Boos : grève à l'entreprise Sumpar, le sous-traitant aéronautique menacé de 48 licenciements

Une mobilisation a été organisée, ce vendredi 15 janvier, devant l'entreprise Sumpar, à Boos (Seine-Maritime). Quarante-huit emplois de ce sous-traitant aéronautique sont menacés par un plan de licenciement.

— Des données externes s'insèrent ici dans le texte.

PR #678, opened 2020-12-01
[DC-1020] Add script to run tests in GCE VM to curation repo

lrwb-aou:
* adds a developement requirement for python 3.6 needs
* sends test output to stdout isntead of stderr to prevent intermingling of stdout and stderr in the log file
* creates an automation script.  Script should be runnable from a cron job.

### DIFF
--- a/data_steward/dev_requirements.txt
+++ b/data_steward/dev_requirements.txt
@@ -1,7 +1,6 @@
 coverage==4.5.2
 pylint==2.4.4
 modernize==0.7
-mo-future==2.48.19205
 unittest-xml-reporting>=2.5.2,==2.*
 yapf==0.29.0
 lxml==4.5.0
@@ -9,4 +8,3 @@ beautifulsoup4==4.8.2
 soupsieve==1.9.5
 bs4==0.0.1
 pipdeptree==1.0.0
-wheel
--- a/data_steward/dev_requirements.txt
+++ b/data_steward/dev_requirements.txt
@@ -1,6 +1,7 @@
 coverage==4.5.2
 pylint==2.4.4
 modernize==0.7
+mo-future==2.48.19205
 unittest-xml-reporting>=2.5.2,==2.*
 yapf==0.29.0
 lxml==4.5.0
@@ -8,3 +9,4 @@ beautifulsoup4==4.8.2
 soupsieve==1.9.5
 bs4==0.0.1
 pipdeptree==1.0.0
+wheel
--- a/tests/runner.py
+++ b/tests/runner.py
@@ -46,7 +46,7 @@ def print_unsuccessful(function, trace, msg_type):
     print(
         '\n======================================================================'
     )
-    print('{}:  {}'.format(msg_type, function))
+    print(f'{msg_type}:  {function}')
     print(
         '----------------------------------------------------------------------'
     )
@@ -69,7 +69,9 @@ def main(test_path, test_pattern, coverage_filepath):
     start_time = time.time()
     for mod_tests in suite:
         if mod_tests.countTestCases():
-            runner = xmlrunner.XMLTestRunner(output=output_file, verbosity=2)
+            runner = xmlrunner.XMLTestRunner(stream=sys.stdout,
+                                             output=output_file,
+                                             verbosity=2)
             result = runner.run(mod_tests)
             all_results.append(result)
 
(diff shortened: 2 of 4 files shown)


tests/runner.py
```diff
@@ -69,7 +69,9 @@ def main(test_path, test_pattern, coverage_filepath):
     start_time = time.time()
     for mod_tests in suite:
         if mod_tests.countTestCases():
-            runner = xmlrunner.XMLTestRunner(output=output_file, verbosity=2)
+            runner = xmlrunner.XMLTestRunner(stream=sys.stdout,
```
mark-velez, line 72: Is this all you had to do so that all test output would be in the same stream- or do we still need changes e.g. to `print()` in test classes?

data_steward/dev_requirements.txt
```diff
@@ -1,10 +1,12 @@
...
 modernize==0.7
+mo-future==2.48.19205
 unittest-xml-reporting>=2.5.2,==2.*
 yapf==0.29.0
 lxml==4.5.0
 beautifulsoup4==4.8.2
 soupsieve==1.9.5
 bs4==0.0.1
 pipdeptree==1.0.0
+wheel
```
mark-velez, line 12: I assume these changes were needed to support 3.6; could you provide more details as to why?

tests/runner.py
lrwb-aou: Yes.  I did more digging and found that `XMLTestRunner` extends `TextTestRunner`.  `TextTestRunner` sets a `stream` parameter to `stderr` if it isn't defined.  So I defined it and told it to send to `stdout` instead.  Irritated at myself that it took me that long to find this.

tools/automate_all_tests.sh
```diff
@@ -0,0 +1,99 @@
...
+
+if [[ -z "${BRANCH}" ]] || [[ -z "${KEY_FILE}" ]] || [[ -z "${ENV_PATH}" ]]; then
+  echo "${USAGE}"
+  exit 1
+fi
+
+ROOT_DIR=$(git rev-parse --show-toplevel)
+DATA_STEWARD_DIR="${ROOT_DIR}/data_steward"
+DEID_DIR="${DATA_STEWARD_DIR}/deid"
+export GH_USERNAME=$(whoami)
```
mark-velez, line 42: I _don't think_ this would ever be the GitHub username..?
```suggestion
export CURRENT_USER=$(whoami)
```

data_steward/dev_requirements.txt
lrwb-aou: `mo-future` was referenced in the notes [here](https://docs.google.com/document/d/1wb8PRcqjDsPV_Q0WssCsSQpmazCVk-mzqgiI4DyP0c0/edit#heading=h.ooz2v8wi2mun).  Since we aren't using the slimmed down requirements files, I am trying to run the integration tests without these two additions.  The unit tests ran fine.  I'll wait on the integration tests to finish before removing from the PR.

tools/automate_all_tests.sh
lrwb-aou: You're right.  `GH_USERNAME` had to be set to run `curation/data_steward/init.sh` correctly.  It requires a `GH_USERNAME` or `CIRCLE_USERNAME`.

tests/runner.py
mark-velez: You kidding? This is great! :+1:

tools/automate_all_tests.sh
mark-velez: Ah, this is ok then

lrwb-aou: I'll add a comment in here to explain why this was set this way.  This script should primarily be used for automating on the VM.  I strongly discourage anyone use this script to run the tests on their own.

tools/automate_all_tests.sh
```diff
@@ -0,0 +1,99 @@
...
+gcloud config set project aou-res-curation-test
+gcloud config list
+echo $GOOGLE_APPLICATION_CREDENTIALS
+
+# environment, bucket, and dataset setup
+source "${DATA_STEWARD_DIR}/init_env.sh"
+
+# have to reset here because init_env.sh overrides the previous setting
+export GOOGLE_APPLICATION_CREDENTIALS="${KEY_FILE}"
+PYTHONPATH=$PYTHONPATH python "${DATA_STEWARD_DIR}/ci/setup.py"
```
mark-velez, line 91: Should this be 
```suggestion
PYTHONPATH=$PYTHONPATH python "${DATA_STEWARD_DIR}/ci/test_setup.py"
```
?

mark-velez (approved):
I can't wait to have this cron'ed! Then we can at least make sure our build will support our gce environment. @lrwb-aou thanks for the tough work on this.

PR #681, opened 2020-12-04
[DC-1100] Create get_date_columns utility for deactivation retraction

nishanthpp93:
* [DC-1100] Update query and fix tests 
* [DC-1100] Fix tests in related cleaning rule

[DC-1100]: https://precisionmedicineinitiative.atlassian.net/browse/DC-1100
[DC-1100]: https://precisionmedicineinitiative.atlassian.net/browse/DC-1100

### DIFF
--- a/data_steward/retraction/retract_deactivated_pids.py
+++ b/data_steward/retraction/retract_deactivated_pids.py
@@ -1,15 +1,14 @@
 # Python imports
 import argparse
 import logging
-import os
 import re
-from datetime import datetime
 
 # Third party imports
 import pandas as pd
 from google.cloud import bigquery
 
 # Project imports
+from utils import bq, pipeline_logging
 from retraction.retract_utils import DEID_REGEX
 from sandbox import check_and_create_sandbox_dataset
 from constants import bq_utils as bq_consts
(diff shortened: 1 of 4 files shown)


data_steward/retraction/retract_deactivated_pids.py
```diff
@@ -52,6 +33,37 @@ def get_client(project_id):
 WHERE person_id = {{pid}}
 """)
 
+# Queries to create tables in associated sandbox with rows that will be removed per cleaning rule
```
ksdkalluri, line 36: These queries are not being used yet, these should belong in a PR where all the queries are being updated.

ksdkalluri (changes requested):

data_steward/retraction/retract_deactivated_pids.py
nishanthpp93: I need them for the next ticket, like the util functions. I think they can be moved to a new PR for the main ticket DC-963. What are your thoughts?

ksdkalluri: yes, moving this query to that PR will help, and also I think the query will be changed when you are working on it.

ksdkalluri (approved):
Looks good!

Des salariés et des soutiens syndicaux devant l'entreprise Sumpar, à Boos (Seine-Maritime), menacée de 48 licenciements, ce vendredi 15 janvier.
Des salariés et des soutiens syndicaux devant l'entreprise Sumpar, à Boos (Seine-Maritime), menacée de 48 licenciements, ce vendredi 15 janvier. © Stéphane L'hote/FTV

Les sociétés Ingeliance et Akka, près du Havre, avait déjà fait les frais du Covid-19. C'est au tour d'un autre sous-traitant de Safran, cette fois-ci près de Rouen, d'être en difficulté économique. L'entreprise Sumpar, à Boos, est inquiétée par un plan de licenciements. En tout, 48 postes sont menacés.

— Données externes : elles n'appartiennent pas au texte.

PR #688, opened 2020-12-14
[DC-1213] Use the Participant Summary API to retrieve fields of interest for participant validation

dcampbell-vumc:
* Created function `get_site_participant_information` which retrieves all the participants information using the columns listed in `FIELDS_OF_INTEREST_FOR_VALIDATION` 
** uses pagination and count to significantly speed up the time it takes to return records. Extremely helpful when using to get results from sites with a lot of participants as this no longer takes upwards of 10 minutes. Takes about 2 to retrieve 30k+ records.
* Created test function `test_get_site_participant_information`

### DIFF
--- a/data_steward/utils/participant_summary_requests.py
+++ b/data_steward/utils/participant_summary_requests.py
@@ -26,13 +26,15 @@ from google.auth import default
 from utils import auth
 from resources import fields_for
 
-# These fields are coming in from RDR with their naming convention and will be converted
-# to the Curation naming convention in the `get_site_participant_information` function
 FIELDS_OF_INTEREST_FOR_VALIDATION = [
     'participantId', 'firstName', 'middleName', 'lastName', 'streetAddress',
     'streetAddress2', 'city', 'state', 'zipCode', 'phoneNumber', 'email',
     'dateOfBirth', 'sex'
 ]
+"""
+These fields are coming in from RDR with their naming convention and will be converted
+to the Curation naming convention in the `get_site_participant_information` function
+"""
 
 
 def get_access_token():
--- a/data_steward/utils/participant_summary_requests.py
+++ b/data_steward/utils/participant_summary_requests.py
@@ -16,7 +16,6 @@ The intent of the get_participant_information function is to retrieve the inform
 
 # Third party imports
 import re
-import signal
 import pandas
 import requests
 import pandas_gbq
@@ -82,7 +81,6 @@ def get_participant_data(url, headers):
                 link_url = link_obj[0].get('url')
                 next_url = original_url + '&' + link_url[link_url.find('_token'
                                                                       ):]
-                print(next_url)
             else:
                 done = True
 
@@ -278,10 +276,3 @@ def store_participant_data(df, project_id, destination_table):
                              project_id,
                              if_exists="replace",
                              table_schema=table_schema)
-
-
-if __name__ == '__main__':
-    # columns = ['participantId', 'suspensionStatus', 'suspensionTime']
-    # tablename = '_deactivated_participants'
-    # get_deactivated_participants('all-of-us-rdr-prod', 'cdr-20201008-20201201', tablename, columns)
-    get_site_participant_information('all-of-us-rdr-prod', 'PITT')
--- a/data_steward/utils/participant_summary_requests.py
+++ b/data_steward/utils/participant_summary_requests.py
@@ -10,7 +10,7 @@ The intent of the get_participant_information function is to retrieve the inform
     validation for a single site based on the site name (hpo_id). The information necessary for this request as defined
     in the ticket (DC-1213) as well as the Participant Summary Field List
     (https://all-of-us-raw-data-repository.readthedocs.io/en/latest/api_workflows/field_reference/participant_summary_field_list.html)
-    are `participant_id`, `firstName`, `middleName`, `lastName`, `streetAddress`, `streetAddress2`, `city`, `state`,
+    are `participantId`, `firstName`, `middleName`, `lastName`, `streetAddress`, `streetAddress2`, `city`, `state`,
     `zipCode`, `phoneNumber`, `email`, `dateOfBirth`, `sex`
 """
 
@@ -176,7 +176,7 @@ def get_site_participant_information(project_id, hpo_id):
     """
     Fetches the necessary participant information for a particular site.
 
-    :param project_id: The RDR project that contains participant summary data
+    :param project_id: The RDR project hosting the API
     :param hpo_id: awardee name of the site
 
     :return: returns dataframe of participant information
@@ -201,8 +201,13 @@ def get_site_participant_information(project_id, hpo_id):
     #   regardless if there is EHR data uploaded for that participant
     # suspensionStatus=NOT_SUSPENDED and withdrawalStatus=NOT_WITHDRAWN -- ensures only active participants returned
     #   via the API
-    url = 'https://{0}.appspot.com/rdr/v1/ParticipantSummary?awardee={1}&suspensionStatus={2}&consentForElectronicHealthRecords={3}&withdrawalStatus={4}&_sort=participantId&_count=1000'.format(
-        project_id, hpo_id, 'NOT_SUSPENDED', 'SUBMITTED', 'NOT_WITHDRAWN')
+    url = (f'https://{project_id}.appspot.com/rdr/v1/ParticipantSummary'
+           f'?awardee={hpo_id}'
+           f'&suspensionStatus=NOT_SUSPENDED'
+           f'&consentForElectronicHealthRecords=SUBMITTED'
+           f'&withdrawalStatus=NOT_WITHDRAWN'
+           f'&_sort=participantId'
+           f'&_count=1000')
 
     participant_data = get_participant_data(url, headers)
 
@@ -211,7 +216,8 @@ def get_site_participant_information(project_id, hpo_id):
 
     participant_information = []
 
-    # Loop over participant summary records, insert participant data in the same order as participant_information_cols
+    # Loop over participant summary records, insert participant data in
+    # the same order as participant_information_cols
     for entry in participant_data:
         item = []
         for col in participant_information_cols:
--- a/data_steward/utils/participant_summary_requests.py
+++ b/data_steward/utils/participant_summary_requests.py
@@ -178,14 +178,14 @@ def get_deactivated_participants(project_id, dataset_id, tablename, columns):
 
 def get_site_participant_information(project_id, hpo_id):
     """
-    Fetches the necessary participant information for a particular site. RuntimeErrors will occur
-        if parameter are not supplied or are incorrect and a Google TimeoutError will occur if the
-        API call takes longer than 10 minutes to return all the participants from the single site.
+    Fetches the necessary participant information for a particular site.
 
     :param project_id: The RDR project hosting the API
     :param hpo_id: awardee name of the site
 
-    :return: returns dataframe of participant information
+    :return: a dataframe of participant information
+    :raises: RuntimeError if the project_id and hpo_id are not strings
+    :raises: TimeoutError if response takes longer than 10 minutes
     """
     # Parameter checks
     if not isinstance(project_id, str):
--- a/data_steward/utils/participant_summary_requests.py
+++ b/data_steward/utils/participant_summary_requests.py
@@ -1,21 +1,67 @@
 """
 Utility to fetch and store deactivated participants information.
 
-The intent of this module is to call and store deactivated participants information by leveraging the RDR Participant
-    Summary API. Deactivated participant information stored is `participantId`, `suspensionStatus`, and `suspensionTime`
+Original Issues: DC-1213, DC-1042, DC-971, DC-972
+
+The intent of the get_deactivated_participants function is to call and store deactivated participants information by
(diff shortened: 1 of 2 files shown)


data_steward/utils/participant_summary_requests.py
```diff
@@ -41,7 +56,7 @@ def get_access_token():
 
 def get_participant_data(url, headers):
     """
-    Fetches participant data via ParticipantSummary API
+    Fetches participant data via ParticipantSummary API with a retrieval limit of 3 minutes
```
lrwb-aou, line 59: I'm not sure I'd add the bit about the 3 minutes to this comment.  There's nothing inherently limiting this to 3 minutes via the built in URLS.

data_steward/utils/participant_summary_requests.py
```diff
@@ -157,6 +172,73 @@ def get_deactivated_participants(project_id, dataset_id, tablename, columns):
...
+        raise RuntimeError(f'Please specify the RDR project')
+
+    if not isinstance(hpo_id, str):
+        raise RuntimeError(f'Please provide an hpo_id')
+
+    token = get_access_token()
+
+    headers = {
+        'content-type': 'application/json',
+        'Authorization': 'Bearer {0}'.format(token)
```
lrwb-aou, line 195: Could use an f-string for this formatting.
```suggestion
        'Authorization': f'Bearer {token}'
```

data_steward/utils/participant_summary_requests.py
```diff
@@ -157,6 +172,73 @@ def get_deactivated_participants(project_id, dataset_id, tablename, columns):
...
+    }
+
+    # Make request to get API version. This is the current RDR version for reference see
+    # see https://github.com/all-of-us/raw-data-repository/blob/master/opsdataAPI.md for documentation of this API.
+    url = 'https://{0}.appspot.com/rdr/v1/ParticipantSummary?awardee={1}&_sort=participantId&_count=1000'.format(
+        project_id, hpo_id)
```
lrwb-aou, line 201: you can break this into a two lines and using f-strings for readability like
```suggestion
    url = (f'https://{project_id}.appspot.com/rdr/v1/ParticipantSummary'
              # get all participants for a site 1000 at a time.  improves performance
              f'?awardee={hpo_id}&_sort=participantId&_count=1000')
```
This will let you insert comments into the string explaining why fields and values were chosen.

Also, does this successfully get all data for a site with more than 1000 participants?

lrwb-aou: Also, this looks like it is retrieving all data for each participant it is getting from the API.  Is there a way to use the API to only retrieve the fields we are interested in?  Not sure from the documentation yet.  This would reduce the performance time on the system too.

tests/unit_tests/data_steward/utils/participant_summary_requests_test.py
```diff
@@ -159,6 +172,36 @@ def test_get_deactivated_participants(self,
...
+    def test_get_site_participant_information(
+        self, mock_get_site_participant_information,
+        mock_store_participant_data):
+
+        # Pre conditions
+        mock_get_site_participant_information.return_value = self.fake_participant_info_dataframe
+
+        # Tests
+        dataframe_response = psr.get_site_participant_information(
+            self.project_id, self.fake_hpo)
```
lrwb-aou, line 187: Right here, you are storing a mocked object and using it to issue other calls.  If you are testing `get_site_participant_information` you:
1.  shouldn't mock the call to the function you are testing.  you should mock calls that function might make(e.g. to the Participant Summary API).
2. You should check the value of the dataframe it returns is what you expect.  You should not be testing the `store_participant_data` function again.  It should have already been tested.

Mocked objects will almost never fail an assertion, because they are mocks.

tests/unit_tests/data_steward/utils/participant_summary_requests_test.py
```diff
@@ -159,6 +172,36 @@ def test_get_deactivated_participants(self,
 
         self.assertEqual(expected_response, dataset_response)
 
+    @mock.patch('utils.participant_summary_requests.store_participant_data')
```
lrwb-aou, line 175: Not sure you need this at all.

tests/unit_tests/data_steward/utils/participant_summary_requests_test.py
```diff
@@ -159,6 +172,36 @@ def test_get_deactivated_participants(self,
...
+                                                        self.project_id,
+                                                        self.destination_table)
+
+        # Post conditions
+        pandas.testing.assert_frame_equal(
+            dataframe_response,
+            pandas.DataFrame(self.updated_site_participant_info,
+                             columns=psr.FIELDS_OF_INTEREST_FOR_VALIDATION))
+
+        self.assertEqual(expected_response, dataset_response)
```
lrwb-aou, line 203: Not sure you need this stuff either.

data_steward/utils/participant_summary_requests.py
```diff
@@ -157,6 +172,73 @@ def get_deactivated_participants(project_id, dataset_id, tablename, columns):
...
+
+    df = pandas.DataFrame(participant_information,
+                          columns=participant_information_cols)
+
+    # Transforms participantId to an integer string
+    df['participantId'] = df['participantId'].apply(participant_id_to_int)
+
+    # Rename columns to be consistent with the curation software
+    bq_columns = [
+        '_'.join(re.split('(?=[A-Z])', k)).lower()
```
lrwb-aou, line 227: This is a nice condensation of camel case to underscore separation.  👍

lrwb-aou (commented):
This is moving in the right direction.

data_steward/utils/participant_summary_requests.py
dcampbell-vumc: Forgot to remove that from when there was a time limit 🙈

data_steward/utils/participant_summary_requests.py
dcampbell-vumc: I will look into it. Only the columns we are interested in are inserted into the dataframe in the end but if I will see if we can limit the columns on the front end!

dcampbell-vumc: I will also double check that it's getting all the data and not limiting to 1000. At first I thought it would receive a chunk of 1000 participants per URL and then return them all in the end but now I'm not too sure so I will double check!

tests/unit_tests/data_steward/utils/participant_summary_requests_test.py
dcampbell-vumc: I just now realized that this is for the ticket where we store the dataframe so I jumped the gun here 😅

tests/unit_tests/data_steward/utils/participant_summary_requests_test.py
dcampbell-vumc: This is definitely for the ticket where we store the dataframe, I will remove it for now ☺️

data_steward/utils/participant_summary_requests.py
dcampbell-vumc: Added a counter and printed out the participants and made sure that all were being returned. 
Screen Shot 2020-12-15 at 9 42 05 AM

Still looking to see if we can limit to just retrieve info from the columns that we want!

lrwb-aou: Kenny Skaggs indicated the participant summary api does not currently let us specify the fields we are interested in.  It seems to be an all or nothing thing.

What does the above indicate?  Did it return 32751 records?

data_steward/utils/participant_summary_requests.py
```diff
@@ -157,6 +172,77 @@ def get_deactivated_participants(project_id, dataset_id, tablename, columns):
...
+    }
+
+    # Make request to get API version. This is the current RDR version for reference see
+    # see https://github.com/all-of-us/raw-data-repository/blob/master/opsdataAPI.md for documentation of this API.
+    # consentForElectronicHealthRecords=SUBMITTED -- ensures only consenting participants are returned via the API
+    #   regardless if there is EHR data uploaded for that participant
+    # suspensionStatus=NOT_SUSPENDED and withdrawalStatus=NOT_WITHDRAWN -- ensures only active participants returned
+    #   via the API
+    url = 'https://{0}.appspot.com/rdr/v1/ParticipantSummary?awardee={1}&suspensionStatus={2}&consentForElectronicHealthRecords={3}&withdrawalStatus={4}&_sort=participantId&_count=1000'.format(
+        project_id, hpo_id, 'NOT_SUSPENDED', 'SUBMITTED', 'NOT_WITHDRAWN')
```
lrwb-aou, line 205: This line is too long.  Please consider reformatting and using f-strings.
```suggestion
    url = (f'https://{project_id}.appspot.com/rdr/v1/ParticipantSummary'
           f'?awardee={hpo_id}'
           f'&suspensionStatus=NOT_SUSPENDED'
           f'&consentForElectronicHealthRecords=SUBMITTED'
           f'&withdrawalStatus=NOT_WITHDRAWN'
           f'&_sort=participantId'
           f'&_count=1000'
          )
```

data_steward/utils/participant_summary_requests.py
```diff
@@ -157,6 +172,77 @@ def get_deactivated_participants(project_id, dataset_id, tablename, columns):
...
+
+    participant_data = get_participant_data(url, headers)
+
+    # Columns of interest for participants of a desired site
+    participant_information_cols = FIELDS_OF_INTEREST_FOR_VALIDATION
+
+    participant_information = []
+
+    # Loop over participant summary records, insert participant data in the same order as participant_information_cols
```
lrwb-aou, line 214: This line is too long also, please break comment into multiple lines.

tests/unit_tests/data_steward/utils/participant_summary_requests_test.py
```diff
@@ -159,6 +196,32 @@ def test_get_deactivated_participants(self,
...
+        # Tests
+        expected_dataframe = pandas.DataFrame(
+            site_participant_information,
+            columns=psr.FIELDS_OF_INTEREST_FOR_VALIDATION)
+        actual_dataframe = pandas.DataFrame(
+            self.site_participant_information,
+            columns=psr.FIELDS_OF_INTEREST_FOR_VALIDATION)
+
+        # Post conditions
+        pandas.testing.assert_frame_equal(expected_dataframe, actual_dataframe)
```
lrwb-aou, line 223: This unit test is not testing your code right now.  It never executes the `get_site_participant_information` function.  It is comparing identical versions of the dataframe, so it always passes.  I've attached a patch file that runs the function and adds some print statements for debugging purposes.  

[unit_test_patch.txt](https://github.com/all-of-us/curation/files/5712553/unit_test_patch.txt)

lrwb-aou (changes requested):
Please address the conventions (line length).

Must fix the unit test.  If you would like to discuss, let me know.

lrwb-aou (approved):
This is good.  Thank you!  I've added some more suggestions.  This is a nicely written function and unit test.

data_steward/utils/participant_summary_requests.py
```diff
@@ -157,6 +172,83 @@ def get_deactivated_participants(project_id, dataset_id, tablename, columns):
...
 
 
+def get_site_participant_information(project_id, hpo_id):
+    """
+    Fetches the necessary participant information for a particular site.
+
+    :param project_id: The RDR project hosting the API
+    :param hpo_id: awardee name of the site
+
+    :return: returns dataframe of participant information
```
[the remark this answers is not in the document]
dcampbell-vumc: A timeout error, if a site gets so large that it takes longer than 10 minutes to retrieve results from?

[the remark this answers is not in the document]
lrwb-aou: Yes.  A timeout error.  But also that it will raise RuntimeErrors if the parameters are incorrect.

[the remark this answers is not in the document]
dcampbell-vumc: Gotcha! Thanks!

data_steward/utils/participant_summary_requests.py
```diff
@@ -1,22 +1,37 @@
...
+import requests
 import pandas_gbq
+import google.auth.transport.requests as req
+from google.auth import default
 
 # Project imports
 from utils import auth
 from resources import fields_for
 
+FIELDS_OF_INTEREST_FOR_VALIDATION = [
```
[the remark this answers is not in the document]
lrwb-aou: I was unclear.  Thank you for the comment.  I think @mark-velez indicated that a comment in this form after variable usage will make auto-documentation possible.  I think PyCharm encourages its use.

```
FIELDS_OF_INTEREST_FOR_VALIDATION = []
"""
These fields are coming in from RDR with their naming convention and will be converted
to the Curation naming convention in the `get_site_participant_information` function
"""
```

data_steward/utils/participant_summary_requests.py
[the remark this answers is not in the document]
lrwb-aou: I was unclear here too.  I meant it should follow a docstring style.  for example,
```suggestion
    :returns: a dataframe of participant information
    :raises: RuntimeErrors if the project_id and hpo_id are not strings
    :raises: TimeoutError if the response takes longer than 10 minutes.
```

lrwb-aou (approved):
Thank you for all your work!  It looks good!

Une grève a été organisée ce vendredi 15 janvier, devant l'entreprise spécialisée dans les pièces et les sous-ensembles aéronautiques. Des employés, des syndiqués du secteur... Une trentaine de personnes étaient présentes tôt dans la matinée. Au même moment, certains salariés passaient leur entretien préalable au licenciement.

Il s'agit, pour beaucoup de postes, de personnes syndiquées. Une discrimination que regrette Yann Weyrig, délégué syndical CGT : "Je n'ai pas travaillé depuis le mois de mai. Je suis en chômage partiel. Mon collègue travaille toujours. Je trouve qu'il y a un peu d'injustice. Il ne faut pas confondre le travail et la personne syndiquée."

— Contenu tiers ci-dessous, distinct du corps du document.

PR #690, opened 2020-12-22
[DC-1247] Remove enum34 package from requirements

mark-velez:


ksdkalluri (approved):
Pretty quick one! Thanks for looking into this Mark.

PR #692, opened 2020-12-28
[DC-812] Update fill_source_value_free_text_fields CR to New Base Class

ksdkalluri:


mark-velez (changes requested):
@ksdkalluri I **very much** appreciate the careful way you approached refactoring this to use the base class. By keeping the working code as-is you are helping control scope.

My only blockers are minor, I promise:
1.  Naming things. To Lauren's point, "free text" _actually_ caused me to misinterpret what this CR was supposed to do. Could we change the name (e.g. FillSourceValue~Free~TextFields)?
2. Learn from my mistakes- avoid `import *` at all costs!

mark-velez (approved):
Thank you, @ksdkalluri

PR #695, opened 2020-12-29
[DC-956] Pylint Recursion Fix

jp3477:
This is a fix for a bug in pylint that is triggered by exceeding maximum recursion depth.


jp3477:
I set the recursion limit to 8000, but maybe it should be lower? Testing pylint on the following code snippet failed on any recursion depth below 1072, including the default 1000.

`import pandas as pd
pd.merge(None, None)`

ksdkalluri (approved):
We should also be looking for astroid's new release since it seems to fix the issue without increasing the recursion limit.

Le secteur touché par le Covid-19

Présent dans l'assemblée, Frantz Richard travaille à Sumpar depuis 31 ans. Lui aussi est au chômage partiel : "Tous les mois depuis 5 mois, je perds entre 700 et 800 euros. Je suis en dessous du SMIC."

Trente-neuf salariés ont déjà reçu leur lettre de licenciement, dans le cadre d'un plan de sauvegarde de l'emploi (PSE), signé la semaine dernière. La direction avant le Covid-19 pour justifier la baisse d'activité de l'entreprise.

"Je veux bien entendre qu'il y a des difficultés économiques. Mais il y avait d'autres moyens, via l'Etat, qui auraient pû être mis en œuvre pour sauver les emplois", ne décolère pas Michel Lecourt, autre délégué syndical CGT.

Le secteur de l'aéronautique subit de plein fouet les conséquences des vagues de coronavirus en Europe. Par exemple, Lufthansa, la première compagnie européenne, avait annoncé en novembre dernier des pertes de 1,26 milliard d'euros au troisième trimestre.

A Boos, l'entreprise Sumpar menacée par un plan de licenciement.